» Supplied records:
PR #1893, opened 2020-12-23
Add convenience redirect …/event/(org)/ => …/organizer/(org)/

luto:
Calling https://pretix.eu/control/event/uberspace/ (obtained by stripping the event name off) currently yields a 404. This implementes a redirect to https://pretix.eu/control/organizer/uberspace/ instead.

### DIFF
--- a/src/pretix/control/urls.py
+++ b/src/pretix/control/urls.py
@@ -1,4 +1,5 @@
 from django.conf.urls import include, url
+from django.views.generic.base import RedirectView
 
 from pretix.control.views import (
     auth, checkin, dashboards, event, geo, global_settings, item, main, oauth,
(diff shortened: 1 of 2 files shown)


src/pretix/control/urls.py
```diff
@@ -303,4 +304,5 @@
         url(r'^checkinlists/(?P<list>\d+)/delete$', checkin.CheckinListDelete.as_view(),
             name='event.orders.checkinlists.delete'),
     ])),
+    url(r'^event/(?P<organizer>[^/]+)', RedirectView.as_view(pattern_name='organizer')),
```
rixx, line 307: This doesn't seem like optimal behaviour here: regexes can be notoriously long-running, and additionally `(?P<organizer>[^/]+)` catches more than you'd like! What you are probably looking for is this:

```suggestion
    path('event/uberspace', RedirectView.as_view('/control/organizer/uberspace/')),
```

rixx (commented):
Optimization notes

src/pretix/control/urls.py
rixx: (SCNR, happy holidays everybody 🎅)

PR #1898, opened 2021-01-05
Add option to export multiple choice answers in orderlists grouped

bhaettasch:
Currently, the export of orderlines creates one column per possible answer of a mulitple choice question containing Yes/No.

This pull request introduces a new optional checkbox field to choose grouping these answers in a single column of the order line instead. It will use the question title as column header (instead of question title followed by the answer like it is done in the existing export) and all selected answers for each row as comma-separated list (each comma is followed by a blank as this export format is mainly intended for manual parsing/reading).

The feature is introduced as code change instead of a separate plugin to prevent large amounts of code duplications.

Additionally, one API test was slightly adjusted to support the new option.

### DIFF
--- a/src/pretix/base/exporters/orderlist.py
+++ b/src/pretix/base/exporters/orderlist.py
@@ -59,6 +59,12 @@ class OrderListExporter(MultiSheetListExporter):
                      initial=False,
                      required=False
                  )),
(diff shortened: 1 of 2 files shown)


raphaelm:
Thank you!

PR #1909, opened 2021-01-17
Add redis sentinel support

### LINKED ISSUE #1905: Support redis sentinel
Redis Sentinel provides high availability for Redis \[[redis docs](https://redis.io/topics/sentinel)\].
django-sentinel does not yet support redis sentinel \[[open issue](https://github.com/jazzband/django-redis/issues/426)\]
Therefore, afaik pretix does not support redis sentinel.

It would be great if this support could be added.
Maybe https://pypi.org/project/django-sentinel/ helps with that.

neumantm:
Both for caching and for celery

Fixes #1905

### DIFF
--- a/doc/admin/config.rst
+++ b/doc/admin/config.rst
@@ -319,6 +319,8 @@ to speed up various operations::
     The ``sentinels`` variable should be a json serialized list of sentinels,
     each being a list with the two elements hostname and port.
     You cannot provide a password within the location when using sentinels.
+    Note that the configuration format requires you to either place the entire
+    value on one line or make sure all values are indented by at least one space.
 
 ``password``
     If your redis setup doesn't require a password or you already specified it in the location you can omit this option.
--- a/doc/admin/config.rst
+++ b/doc/admin/config.rst
@@ -297,6 +297,12 @@ to speed up various operations::
     [redis]
     location=redis://127.0.0.1:6379/1
     sessions=false
+    sentinels=[
+            ["sentinel_host_1", 26379],
+            ["sentinel_host_2", 26379],
+            ["sentinel_host_3", 26379]
+        ]
+    password=password
 
 ``location``
     The location of redis, as a URL of the form ``redis://[:password]@localhost:6379/0``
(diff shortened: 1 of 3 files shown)


neumantm:
As discussed in #1905 I understand if you don't want to merge this because of the additional dependency.
In that case you could maybe leave this open until https://github.com/jazzband/django-redis/pull/460 is merged.
Then I (or someone else) can rework the PR so it works without the additional dependency.

raphaelm:
@cla-bot recheck

raphaelm:
Hi, thanks for updating the PR with docs! I think we should add this, sorry for the slow responses. However, I see the django-redis PR you mentioned has since been merged, do you think we should move to the no-new-dependency approach directly?

neumantm:
I don't think the code style / isort failure is caused by this PR as it doesn't even touch `src/pretix/presale/views/cart.py`

raphaelm:
Yeah, I think that's unrelated. I'll fix it on master.

@cla-bot check

neumantm:
> Hi, thanks for updating the PR with docs! I think we should add this, sorry for the slow responses. However, I see the django-redis PR you mentioned has since been merged, do you think we should move to the no-new-dependency approach directly?

Yes, you're right. Didn't notice until now.
Will check and make changes accordingly.

neumantm:
There is no release containing that PR yet, so we can't just use the requirements.txt
Therefore I'd suggest waiting for a release.
I couldn't find any information on their release schedule though.

Whether you want to keep this PR open until then or merge it now and have a new PR when there is a release is your decision.
I'm not really in a hurry. I'm currently using a Docker Image based on my branch anyway.

raphaelm:
Let's wait for that release, as we're not in a hurry here :)

For future reference, this is the commit we're waiting for:
https://github.com/jazzband/django-redis/commit/e2f6bcc9db1e4710ede6ad74fd91c0dc74884839

neumantm:
I've now changed the PR to use the new version django-redis instead of a separate library.
I've also successfully deployed a test instance of this using a redis sentinel cluster.
From my point of view, this can now be reviewed and merged.
The remaining CI failure does not seem to be related to this PR.

doc/admin/config.rst
```diff
@@ -297,6 +297,12 @@ to speed up various operations::
     [redis]
     location=redis://127.0.0.1:6379/1
     sessions=false
+    sentinels=[
+        ["sentinel_host_1", 26379],
+        ["sentinel_host_2", 26379],
+        ["sentinel_host_3", 26379]
+    ]
```
raphaelm, line 304: Does this actually work like this? https://docs.python.org/3/library/configparser.html states:

>  Values can also span multiple lines, as long as they are indented deeper than the first line of the value

Wouldn't this fail for the closing ] in the example?

neumantm: You are absolutely right, missed that. I will fix the docs.

neumantm:
I don't think the CI failure is caused by this PR.
Is there anything still preventing this to be merged?

raphaelm (approved):

raphaelm:
Nope, sorry!

PR #1910, opened 2021-01-18
Updated docs on how to setup Google Analytics (Universal or GA4) for cross-domain tracking when using pretix-widget

wiffbi:


doc/user/events/widget.rst
```diff
@@ -304,8 +304,57 @@ Hosted or pretix Enterprise are active, you can pass the following fields:
...
+        gtag('config', 'G-XXXXXXXX', {
+            'linker': {
+                'domains': ['pretix.eu'],// if you host pretix on your own domain, replace accordingly
+                'decorate_forms': true
+            }
+        });
+    </script>
+
+  Please note, that pretix-widget currently does not fully support cross-domain tracking with GA4 yet. The following code
+  is future proof and as soon as pretix will support cross-domain tracking with GA4, it will just work. If you use GA4 and
```
raphaelm, line 326: Is it, though? This would not yet be compatible with our idea of allowing the embedding website to pass a ``decorate_url`` function to the widget

wiffbi: The embedding website does not pass a `decorate_url` function to the widget. Our idea was to define a `decorate_url` inside widget.js that is called whenever widget.js opens a URL. If GA4 is used on the embedding website, then that `decorate_url` in widget.js notices and runs the URL through the GA4-linker/decorator automatically – so no need to manually add a `decorate_url`.

Using the init-properties for `linker` with `'domains'` gives us cross-domain tracking for normal links (such as „Waiting list“) for free. Using `'decorate_forms'` as a default at least gives us the freedom in the future to refactor widget.js to use „normal“ form submits and get cross-domain tracking in GA4 supported out of the box without using a `decorate_url` with the _hack_/undocumented feature described here: https://www.andrewdixon.co.uk/2019/09/22/manually-decorate-a-link-with-google-analytics-cross-domain-measure-query-parameter-gtag-js/

doc/user/events/widget.rst
```diff
@@ -304,8 +304,51 @@ Hosted or pretix Enterprise are active, you can pass the following fields:
 * If you use the campaigns plugin, you can pass a campaign ID as a value to ``data-campaign``. This way, all orders
   made through this widget will be counted towards this campaign.
 
-* If you use the tracking plugin, you can pass a Google Analytics User ID to enable cross-domain tracking. This will
-  require you to dynamically load the widget, like this::
+* If you use the tracking plugin, you can enable cross-domain tracking. To do so, you need to dynamically build
```
raphaelm, line 307: "dynamically build" sounds like you need to compile something, maybe stick with "load" or use "initialize"?

wiffbi: I guess „initialize“ is the word. „load“ for me somehow made it unclear, whether I still need the html-code from the top of the page. What about „you need to initialize the pretix-widget manually“?

raphaelm: :+1:

PR #1918, opened 2021-01-30
Subevents: Bulk editor

raphaelm:
- [x] Name
- [x] Active
- [x] Location + geo coordinates
  - [x] geo handling
- [x] frontpage text
- [x] show in lists
- [x] time and date of event and presale
- [x] quota
- [x] prices
- [x] checkin lists
- [x] meta
- [x] tests
- [x] "select all that match search"

Things to consider later, but deliberately not in this PR so the complexity stays manageable.

- fields added by plugins (such as seating)
- retrofitting relative time changes ("presale 1hr before" → "presale 2hr before")

Screenshot_2021-02-10 Change multiple dates pretix eu


wiffbi:
When I bulk-edit quotas, there is an issue when adding multiple new quotas for sub-events where orders already exist and the quota is exactly the number of orders. My setup is a follows:

3 sub-events selected for edit. For these 3 sub-events there is an order with one ticket for each sub-event. I delete all quotas for these sub-events and save. Then I bulk-edit these sub-events again and add multiple quotas: one for tickets with „Total capacity“ of 1 (so each sub-event is basically booked out) and another quota for another product (in my case an add-on, but does not matter). If I try and save, I get this error:

`UNIQUE constraint failed: pretixbase_quota_items.quota_id, pretixbase_quota_items.item_id`

When I change the total capacity of the tickets-quota to 2, then adding multiple quotas at once works.

Adding quotas step by step always works: add one quota for tickets with total capacity of 1 („sweet spot“ for booked out), then save, then bulk-edit again and add another quota for another product, then it works. So it must have something to do with adding multiple quotas at once and hitting the „sweet spot“ (a.k.a. booked out) with total capacity for already booked products.

raphaelm:
I think the relation with the quota size was coincidential, the error was triggered whenever you added at least two quotas that included the same product. I pushed a fix, can you verify as well?

wiffbi:
In my tests, I have created the quotas for the different products. But that works now too.

raphaelm:
> In my tests, I have created the quotas for the different products. But that works now too.

yep you're right. it was triggered in any case of adding multiple quotas. my bad!

raphaelm:
Okay, I think this is done. @pc-coholic so you want to also have a quick look of you can think of any problems? otherwise I think we're good to go. :)

wiffbi:
Probably a non-issue as this control is hidden visually, but shouldn’t https://github.com/pretix/pretix/blob/master/src/pretix/control/templates/pretixcontrol/subevents/index.html#L91-L100 be inside an if-statement `{% if "can_change_event_settings" in request.eventpermset %}`?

» Exercise:
Only one stretch of the data above is needed. Restate it word for word, from the line containing "wiffbi: I guess" through the line containing "When I bulk-edit", both ends included.

» Problem solution:
wiffbi: I guess „initialize“ is the word. „load“ for me somehow made it unclear, whether I still need the html-code from the top of the page. What about „you need to initialize the pretix-widget manually“?

raphaelm: :+1:

PR #1918, opened 2021-01-30
Subevents: Bulk editor

raphaelm:
- [x] Name
- [x] Active
- [x] Location + geo coordinates
  - [x] geo handling
- [x] frontpage text
- [x] show in lists
- [x] time and date of event and presale
- [x] quota
- [x] prices
- [x] checkin lists
- [x] meta
- [x] tests
- [x] "select all that match search"

Things to consider later, but deliberately not in this PR so the complexity stays manageable.

- fields added by plugins (such as seating)
- retrofitting relative time changes ("presale 1hr before" → "presale 2hr before")

Screenshot_2021-02-10 Change multiple dates pretix eu


wiffbi:
When I bulk-edit quotas, there is an issue when adding multiple new quotas for sub-events where orders already exist and the quota is exactly the number of orders. My setup is a follows:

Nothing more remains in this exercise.